Multiple IP addresses can be assigned to an interface for use cases including multiple SSL certs (one IP required per cert), might need to move one of the addresses, multiple subnets.
SG are attached to an interface NOT and IP address. You can’t move a primary interface but can move secondary interfaces. ENI have a fixed MAC address.
HVM - Emulates a bare-metal experience for virtualization; originally very slow but improved after CPU vendors added support for virtualization instructions and soon network & I/O as well. Enhanced networking features generally require HVM. Can run for Windows.
PV - Short for ParaVirtualization is the previous version of virtualization. Uses a special boot loader called PV-GRUB and does not run Windows. In general, poor performance is the name of the game yet attactive spot pricing can be attractive.
Status checks run every 5 minutes.
System Status Checks - Checks the host. generally networking, power, hardware and system software problems that can be resolved by stopping and restarting the instance or contacting AWS. Stop and start the VM to fix this issue.
Instance Status Checks - Checks the instance. configuration problems, out of memory, corrupted file system, or incompatible kernel. AWS does NOT help you with these sort of problems. Reboot the machine to fix these issues.
EC2 instances report CloudWatch metric every 5 minutes; selecting the “Enable CloudWatch detailed monitoring” to see the metrics in 1 minute intervals. Even if you have more granular data, CloudWatch rolls the data up into 1 minute intervals. Unlike many instance options, you can enable this feature after the instance starts. Autoscaling group metric aggregation is also reportable using detailed monitoring.
CPUUtilization, network (in/out), disk (read/write - ops and bytes) and status checks are reported to CloudWatch by default. RAM & diskspace is a custom metric.
CPUUtilization - duh
DiskReadOps & DiskWriteOps - total operations (not bytes) to and from disk (instance store)
DiskReadBytes & DiskWriteBytes - total bytes to and from the disk (instance store)
NetworkIn & NetworkOut - total bytes to and from the instance over the wire
NetworkPacketsIn & NetworkPacketsOut - number of packets in and out instead of bytes
StatusCheckFailed_Instance & StatusCheckFailed_System - has anything failed an instance or system check?

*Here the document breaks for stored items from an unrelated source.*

PR #3636, opened 2017-10-13
Check if document needs updating before reindexing

### LINKED ISSUE #3634: Reduce number of reindexes due to program enrollment changes
There may be some places where we save the profile, program enrollment, or related information when we don't need to.

noisecapella:
Fixes #3634 

#### What's this PR do?
Reduces the number of reindexes and tasks triggered after reindexing

Make sure you have open-discussions set up and you have a channel created. Open your open-discussions logs in a terminal. In micromasters go to your profile and save it without making any changes. You should see only the update of the `api/v0/users/.../` endpoint.

Make a change to your profile and save it. You should see the update to the `api/v0/users/.../` endpoint but also `DELETE` or `POST` to the subscribers and contributors APIs.

### DIFF
--- a/search/tasks.py
+++ b/search/tasks.py
@@ -10,11 +10,11 @@ from dashboard.models import ProgramEnrollment
 from discussions.api import sync_user_to_channels as _sync_user_to_channels
 from mail.api import send_automatic_emails as _send_automatic_emails
 from micromasters.celery import app
+from search.api import document_needs_updating as _document_needs_updating
 from search.indexing_api import (
     get_default_alias,
     index_program_enrolled_users as _index_program_enrolled_users,
     remove_program_enrolled_user as _remove_program_enrolled_user,
-    index_users as _index_users,
     index_percolate_queries as _index_percolate_queries,
     delete_percolate_query as _delete_percolate_query,
     refresh_index as _refresh_index,
@@ -25,12 +25,12 @@ from search.models import PercolateQuery
 log = logging.getLogger(__name__)
 
 
-def post_indexing_handler(program_enrollment_ids):
+def post_indexing_handler(program_enrollments):
     """
     Do the work which happens after a profile is reindexed
 
     Args:
-        program_enrollment_ids (list of int): A list of ProgramEnrollment ids
+        program_enrollments (list of ProgramEnrollment): A list of ProgramEnrollments
     """
     feature_sync_user = settings.FEATURES.get('OPEN_DISCUSSIONS_USER_SYNC', False)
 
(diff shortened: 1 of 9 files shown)


search/tasks.py
```diff
@@ -68,22 +68,32 @@ def index_program_enrolled_users(program_enrollment_ids):
...
     """
-    _index_users(user_ids)
+    enrollments = list(ProgramEnrollment.objects.filter(user__in=user_ids))
 
-    # Send email for profiles that newly fit the search query for an automatic email
-    enrollment_ids = list(ProgramEnrollment.objects.filter(user__in=user_ids).values_list("id", flat=True))
-    post_indexing_handler(enrollment_ids)
+    if check_if_changed:
+        enrollments = [
+            enrollment for enrollment in enrollments if _document_needs_updating(enrollment)
```
rhysyngsun: This seems like it could result in additional overhead in cases where the enrollment/profile *was* updated because we end up querying for and serializing the data twice. Once in `_document_needs_updating` and the other in `_get_program_enrolled_users_documents` which is called by `index_program_enrolled_users`. I suspect you place the check here so we never skip documents when rebuilding the index, but I'm a little concerned we're trading off overhead on one system for overhead on another.

Does it make sense to carry `check_if_changed` all the way to `_get_program_enrolled_users_documents` and simply not yield there instead?

noisecapella: I'm not sure I follow, where is the overhead tradeoff happening?

rhysyngsun: We're hitting reindexing less, but for those things we do index, we're computing the document twice now (including all the DB queries to do so). At worst, we've doubled our overhead on the MM side.

noisecapella: The information on whether or not to reindex needs to exist both in this function (to decide on the post indexing tasks) and in the indexing function. In order to avoid serializing twice we would need to do it here and pass down the dict into the other functions. Also, currently `document_needs_updating` will do a Elasticsearch request for each document, which would change indexing from a one request per chunk operation to one per document.

I think ideally we would have a stream of ES documents and `ProgramEnrollment`s sorted by id, do the comparison and reindex the modified ones but it would require some refactoring, and `index_users` currently only handles one user at a time so I'm not sure it's worth it.

rhysyngsun: Yeah, I'm starting to see your point there. I agree with the current design this is probably the best approach even if not optimal.

rhysyngsun:
In my testing, it appears that just opening up the profile, not changing anything, and then clicking "Save" is still triggering an API update to OD.

PR #3637, opened 2017-10-13
Split CSS into separate file for production

### LINKED ISSUE #3485: Output CSS in independent static file
Currently our CSS is bundled with the JS, but we can add a build step to split this off into a separate file for production builds. This will increase performance a little bit since the CSS can be downloaded and processed independently of the JS

More info: https://github.com/webpack-contrib/extract-text-webpack-plugin

noisecapella:
Fixes #3485 

#### What's this PR do?
This sets up the extract-text-plugin so that production builds will have separate CSS files which will contain all style information. 

View the PR build, log in, and view the dashboard. Nothing should look odd

### DIFF
--- a/package.json
+++ b/package.json
@@ -53,6 +53,7 @@
     "eslint-plugin-mocha": "4.11.0",
     "eslint-plugin-react": "7.1.0",
     "express": "^4.15.3",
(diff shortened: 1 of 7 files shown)


aliceriot:
works on the PR build and works locally! reading over the code now.

PR #4671, opened 2020-10-27
Update populate_exam_coupons command to parse course number

### LINKED ISSUE #4669: Update the coupon population command to parse the course number
From Ned:

> I would provide a separate sheet for each course as the codes will only be valid for one course.
> 
> The sheets will be named for the course, but you can verify the course by comparing the course number in cell G2, "Catalog Query".
>

annagav:
Fix #4669 

#### What's this PR do?
Update populate_exam_coupons command to parse course number

Run the command with the new file that has the course number in the column "Catalog Query".

### DIFF
--- a/exams/management/commands/populate_edx_exam_coupons.py
+++ b/exams/management/commands/populate_edx_exam_coupons.py
@@ -34,7 +34,7 @@ class Command(BaseCommand):
         csvfile = kwargs.get('csvfile')
         reader = csv.DictReader(csvfile.read().splitlines())
         catalog_query = next(reader)['Catalog Query']
-        course_number = re.search(r"key:\(([A-Za-z0-9.]+)", catalog_query)
+        course_number = re.search(r"key:\(([A-Za-z0-9.]+)", catalog_query).group(1)
 
         validated_urls = validate_urls(reader)
         course = Course.objects.filter(course_number__startswith=course_number).first()
--- a/exams/management/commands/populate_edx_exam_coupons.py
+++ b/exams/management/commands/populate_edx_exam_coupons.py
@@ -3,6 +3,7 @@ Populates ExamAuthorizations with edx coupon urls for taking exam-course
 """
 import csv
 import argparse
+import re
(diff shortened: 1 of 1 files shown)


exams/management/commands/populate_edx_exam_coupons.py
```diff
@@ -32,16 +33,22 @@ def handle(self, *args, **kwargs):  # pylint: disable=unused-argument,too-many-l
 
         csvfile = kwargs.get('csvfile')
         reader = csv.DictReader(csvfile.read().splitlines())
-        edx_course_key = next(reader)['Course ID']
+        catalog_query = next(reader)['Catalog Query']
+        course_number = re.search(r"key:\(([A-Za-z0-9.]+)", catalog_query)
```
noisecapella, line 37: This returns a `Match` object which causes an error below in the `Course.objects.filter` line

noisecapella (changes requested):

annagav:
@noisecapella could you try again?

exams/management/commands/populate_edx_exam_coupons.py
```diff
@@ -32,16 +33,22 @@ def handle(self, *args, **kwargs):  # pylint: disable=unused-argument,too-many-l
...
         reader = csv.DictReader(csvfile.read().splitlines())
-        edx_course_key = next(reader)['Course ID']
+        catalog_query = next(reader)['Catalog Query']
+        course_number = re.search(r"key:\(([A-Za-z0-9.]+)", catalog_query).group(1)
 
         validated_urls = validate_urls(reader)
-        course = Course.objects.get(courserun__edx_course_key=edx_course_key)
+        course = Course.objects.filter(course_number__startswith=course_number).first()
+
+        if course is None:
```
noisecapella, line 42: Can we change this to use `Course.objects.get` instead? That way there is only one course which matches.

noisecapella (changes requested):

noisecapella (approved):

PR #4678, opened 2020-11-04
Updating the regex for parsing course codes from coupon report

annagav:
none

#### What's this PR do?
The coupon report file from edx have a new pattern for exam-course code in the 'Catalog Query` column. 
This PR updates the management command for parsing the coupon codes, with a new regex to parse the course code.

Run the management command with new coupon file.

### DIFF
--- a/exams/management/commands/populate_edx_exam_coupons.py
+++ b/exams/management/commands/populate_edx_exam_coupons.py
@@ -34,7 +34,7 @@ class Command(BaseCommand):
         csvfile = kwargs.get('csvfile')
         reader = csv.DictReader(csvfile.read().splitlines())
         catalog_query = next(reader)['Catalog Query']
-        course_number = re.search(r"key:\(([A-Za-z0-9.]+)", catalog_query).group(1)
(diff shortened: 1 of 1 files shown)


exams/management/commands/populate_edx_exam_coupons.py
```diff
@@ -34,7 +34,7 @@ def handle(self, *args, **kwargs):  # pylint: disable=unused-argument,too-many-l
         csvfile = kwargs.get('csvfile')
         reader = csv.DictReader(csvfile.read().splitlines())
         catalog_query = next(reader)['Catalog Query']
-        course_number = re.search(r"key:\(([A-Za-z0-9.]+)", catalog_query).group(1)
+        course_number = re.search(r"\+([A-Za-z0-9.]+)PEx", catalog_query).group(1)
```
noisecapella, line 37: Do we care about the old pattern anymore?

annagav: I don't think we need the old pattern. It looks like the exam code is going to be just like edx course key, but with PEx after the number, like this `MITx+13.456PEx+3T2020`

noisecapella (approved):

PR #4696, opened 2020-11-19
Add git ref to Github action 'uses' specifier

markbreedlove:
In the "scanning.yml" workflow, add '@ref' notation to the 'uses' properties. This is required by Github and we are getting errors without them. I'm adding '@master' to the zaproxy actions in order to get the latest vulnerability definitions without having to update this file whenever they do a new release.

The Github documentation that I read yesterday said they "strongly recommend" the `@ref` syntax, not that it's required, but apparently it is.


blarghmatey:
:+1:

PR #4711, opened 2020-11-23
Populate exam coupons when authorizing for exam run

annagav:
N/A

#### What's this PR do?
This is a modification to the process of populating edx exam coupons. Here we are assuming that we are inevitably going to run out of coupons. If there will be a shortage the course team will have request more coupons.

StatusCheckFailed - combination of both status checks… 1 = yes; 0 = no
EC2 Metric Dimensions & Custom Metrics
These metrics, except for AutoScalingGroupName, are only available with detailed monitoring therefore update every minutes vs the normal 5 minute interval. The metrics include: AutoScalingGroupName, ImageId, InstanceId, InstanceType
The big reason to use custom metrics and to push metrics to cloudwatch in general is the aggregation of data in CloudWatch instead of all over the place.. EC2 instances need a role to write information to CloudWatch.